** RECORDS PROVIDED follows **

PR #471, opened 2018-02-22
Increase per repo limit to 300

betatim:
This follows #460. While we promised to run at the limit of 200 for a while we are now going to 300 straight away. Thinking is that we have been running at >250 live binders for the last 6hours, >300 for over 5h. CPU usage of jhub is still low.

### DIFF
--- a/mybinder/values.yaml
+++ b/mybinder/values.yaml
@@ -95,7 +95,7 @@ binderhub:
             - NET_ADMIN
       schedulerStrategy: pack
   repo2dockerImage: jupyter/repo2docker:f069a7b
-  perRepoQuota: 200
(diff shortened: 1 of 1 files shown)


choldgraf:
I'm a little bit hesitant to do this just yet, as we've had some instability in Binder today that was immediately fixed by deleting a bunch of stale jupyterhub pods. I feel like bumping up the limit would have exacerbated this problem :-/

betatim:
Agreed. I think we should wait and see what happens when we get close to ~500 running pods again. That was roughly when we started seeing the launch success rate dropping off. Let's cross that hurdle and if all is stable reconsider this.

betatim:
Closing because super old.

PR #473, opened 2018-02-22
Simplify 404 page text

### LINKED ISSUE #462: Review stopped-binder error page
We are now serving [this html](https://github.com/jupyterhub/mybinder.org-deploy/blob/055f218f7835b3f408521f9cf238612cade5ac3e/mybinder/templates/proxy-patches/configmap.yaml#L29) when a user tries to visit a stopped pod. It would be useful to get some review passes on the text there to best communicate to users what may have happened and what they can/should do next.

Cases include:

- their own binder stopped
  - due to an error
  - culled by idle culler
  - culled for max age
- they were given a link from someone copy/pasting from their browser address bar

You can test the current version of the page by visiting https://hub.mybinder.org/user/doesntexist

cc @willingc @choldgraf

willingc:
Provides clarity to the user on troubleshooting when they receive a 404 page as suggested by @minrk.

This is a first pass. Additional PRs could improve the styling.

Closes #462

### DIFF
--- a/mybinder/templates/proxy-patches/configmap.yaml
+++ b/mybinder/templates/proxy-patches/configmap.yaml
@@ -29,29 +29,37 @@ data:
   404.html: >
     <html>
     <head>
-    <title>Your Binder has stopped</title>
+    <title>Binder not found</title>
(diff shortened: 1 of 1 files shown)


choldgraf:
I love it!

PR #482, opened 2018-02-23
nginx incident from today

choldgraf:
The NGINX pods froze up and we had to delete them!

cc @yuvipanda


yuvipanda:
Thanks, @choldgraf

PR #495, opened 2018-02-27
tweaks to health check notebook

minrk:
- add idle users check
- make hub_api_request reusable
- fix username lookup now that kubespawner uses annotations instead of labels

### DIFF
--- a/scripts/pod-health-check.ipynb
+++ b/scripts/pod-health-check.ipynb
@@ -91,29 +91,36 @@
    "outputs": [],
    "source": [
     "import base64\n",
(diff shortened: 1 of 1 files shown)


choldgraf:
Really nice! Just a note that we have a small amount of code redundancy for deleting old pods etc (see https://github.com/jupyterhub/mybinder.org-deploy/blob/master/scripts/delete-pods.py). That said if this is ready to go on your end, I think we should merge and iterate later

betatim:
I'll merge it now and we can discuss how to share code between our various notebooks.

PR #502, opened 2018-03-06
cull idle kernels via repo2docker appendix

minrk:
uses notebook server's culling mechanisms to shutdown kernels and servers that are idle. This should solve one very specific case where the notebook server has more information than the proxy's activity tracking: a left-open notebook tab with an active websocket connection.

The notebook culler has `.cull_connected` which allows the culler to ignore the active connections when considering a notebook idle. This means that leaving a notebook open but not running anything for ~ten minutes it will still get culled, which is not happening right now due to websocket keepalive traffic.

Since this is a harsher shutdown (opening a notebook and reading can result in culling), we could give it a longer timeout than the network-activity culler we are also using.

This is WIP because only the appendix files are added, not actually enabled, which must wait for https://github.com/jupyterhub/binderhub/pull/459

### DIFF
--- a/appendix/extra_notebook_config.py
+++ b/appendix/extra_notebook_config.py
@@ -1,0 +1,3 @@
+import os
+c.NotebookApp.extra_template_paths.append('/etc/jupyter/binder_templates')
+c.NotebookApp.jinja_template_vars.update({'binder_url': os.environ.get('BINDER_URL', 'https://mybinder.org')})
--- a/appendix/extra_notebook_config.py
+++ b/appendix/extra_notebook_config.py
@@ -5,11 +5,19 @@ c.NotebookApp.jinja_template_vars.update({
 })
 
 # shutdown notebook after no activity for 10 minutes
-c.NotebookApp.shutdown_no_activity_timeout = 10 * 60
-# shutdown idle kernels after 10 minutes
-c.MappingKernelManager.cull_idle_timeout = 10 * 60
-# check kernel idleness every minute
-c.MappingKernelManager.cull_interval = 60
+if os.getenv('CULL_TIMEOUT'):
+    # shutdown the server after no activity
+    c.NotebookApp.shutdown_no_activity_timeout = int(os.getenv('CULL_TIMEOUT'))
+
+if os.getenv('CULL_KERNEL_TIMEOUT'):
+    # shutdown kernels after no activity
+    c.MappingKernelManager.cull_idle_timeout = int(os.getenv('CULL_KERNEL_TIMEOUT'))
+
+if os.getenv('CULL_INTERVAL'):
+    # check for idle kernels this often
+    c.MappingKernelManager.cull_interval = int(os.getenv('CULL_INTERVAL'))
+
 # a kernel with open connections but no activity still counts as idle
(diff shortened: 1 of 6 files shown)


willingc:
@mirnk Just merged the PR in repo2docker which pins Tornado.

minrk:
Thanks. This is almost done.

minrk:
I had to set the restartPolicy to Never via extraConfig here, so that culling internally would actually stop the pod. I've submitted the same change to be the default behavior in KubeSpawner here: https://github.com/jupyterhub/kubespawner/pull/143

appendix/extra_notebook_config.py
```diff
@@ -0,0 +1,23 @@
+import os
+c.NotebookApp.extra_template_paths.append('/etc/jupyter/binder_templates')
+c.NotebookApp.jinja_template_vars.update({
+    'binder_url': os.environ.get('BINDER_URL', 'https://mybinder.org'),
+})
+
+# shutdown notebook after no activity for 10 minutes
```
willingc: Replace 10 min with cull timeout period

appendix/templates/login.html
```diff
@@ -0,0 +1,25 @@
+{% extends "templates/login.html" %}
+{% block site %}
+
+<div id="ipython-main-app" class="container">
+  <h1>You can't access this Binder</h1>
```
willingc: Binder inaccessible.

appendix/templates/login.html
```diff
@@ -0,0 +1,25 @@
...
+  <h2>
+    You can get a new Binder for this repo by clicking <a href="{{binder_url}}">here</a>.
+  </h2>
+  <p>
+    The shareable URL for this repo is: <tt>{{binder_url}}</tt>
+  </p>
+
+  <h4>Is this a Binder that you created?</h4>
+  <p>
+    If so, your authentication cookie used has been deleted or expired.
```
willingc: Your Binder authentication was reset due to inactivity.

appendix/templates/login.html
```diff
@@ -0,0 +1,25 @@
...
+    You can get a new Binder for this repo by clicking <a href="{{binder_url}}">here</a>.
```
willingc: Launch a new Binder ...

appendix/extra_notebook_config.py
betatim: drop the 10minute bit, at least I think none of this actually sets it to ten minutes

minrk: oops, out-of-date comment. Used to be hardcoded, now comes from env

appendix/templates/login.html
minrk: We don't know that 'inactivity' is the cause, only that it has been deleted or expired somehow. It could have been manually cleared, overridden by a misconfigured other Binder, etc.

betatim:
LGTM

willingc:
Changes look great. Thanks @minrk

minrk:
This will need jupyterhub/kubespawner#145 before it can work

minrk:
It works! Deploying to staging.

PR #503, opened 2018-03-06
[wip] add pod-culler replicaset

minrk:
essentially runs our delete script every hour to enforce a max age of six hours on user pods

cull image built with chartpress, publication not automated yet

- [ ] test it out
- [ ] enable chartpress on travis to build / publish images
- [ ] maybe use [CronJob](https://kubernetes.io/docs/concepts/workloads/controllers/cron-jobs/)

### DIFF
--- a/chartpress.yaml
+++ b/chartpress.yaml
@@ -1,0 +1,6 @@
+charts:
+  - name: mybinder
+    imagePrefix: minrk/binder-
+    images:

** End of RECORDS PROVIDED **

WHAT THE TASK ASKS:
How many lines of the entries contain the word "culling"? Only the number is wanted.

EXERCISE ANSWER:
3